Auto, immobilier : les jeunes Chinois s’endettent sans compter


Les jeunes générations chinoises flambent et multiplient les emprunts pour s'offrir une voiture de luxe ou un appartement hors de prix. (photo AFP)

Quand Wu Qi et son mari ont vendu leur petite cylindrée pour acheter une voiture de luxe occidentale, il ne leur a fallu que quelques minutes pour obtenir un prêt de 200 000 yuans (26 000 euros), qui est venu s’ajouter à un emprunt immobilier déjà conséquent. Comme eux, des millions de jeunes Chinois s’endettent sans compter, au point d’inquiéter le monde de la finance.

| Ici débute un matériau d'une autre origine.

PR #1136, opened 2021-11-26
Deprecate statistics props and add metrics props API-1181

### LINKED ISSUE #990: [TRACKING ISSUE] Deprecate STATISTICS properties

See https://github.com/hazelcast/hazelcast/pull/19219 for details.

---

The following properties are not used anymore since 4.0

```
  public static final HazelcastProperty STATISTICS_ENABLED = new HazelcastProperty("hazelcast.client.statistics.enabled",
            false);
    /**
     * The period in seconds the statistics run.
     */
    public static final HazelcastProperty STATISTICS_PERIOD_SECONDS = new HazelcastProperty(
            "hazelcast.client.statistics.period.seconds", 3, SECONDS);
```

« C’est très facile : le concessionnaire vous encourage à emprunter et à profiter de la voiture », témoigne Wu Qi, 39 ans, qui doit déjà rembourser un emprunt d’un million de yuans pour son appartement de trois chambres à Pékin. Si les Chinois sont traditionnellement plus « fourmis » que « cigales », les jeunes générations n’ont guère d’angoisse à l’idée d’emprunter pour satisfaire leur soif de consommation, encouragées par le régime communiste qui a ouvert en grand les vannes du crédit en 2008 pour soutenir une économie menacée par la crise financière mondiale. Près d’une décennie plus tard, la dette totale du pays est passée de 140% à 260% du PIB. Et le ralentissement de l’activité économique (la croissance est tombée l’an dernier à 6,7%, son score le plus faible depuis un quart de siècle) inquiète les marchés : l’agence Moody’s a abaissé la semaine dernière la note de la dette chinoise, pour la première fois depuis près de 30 ans.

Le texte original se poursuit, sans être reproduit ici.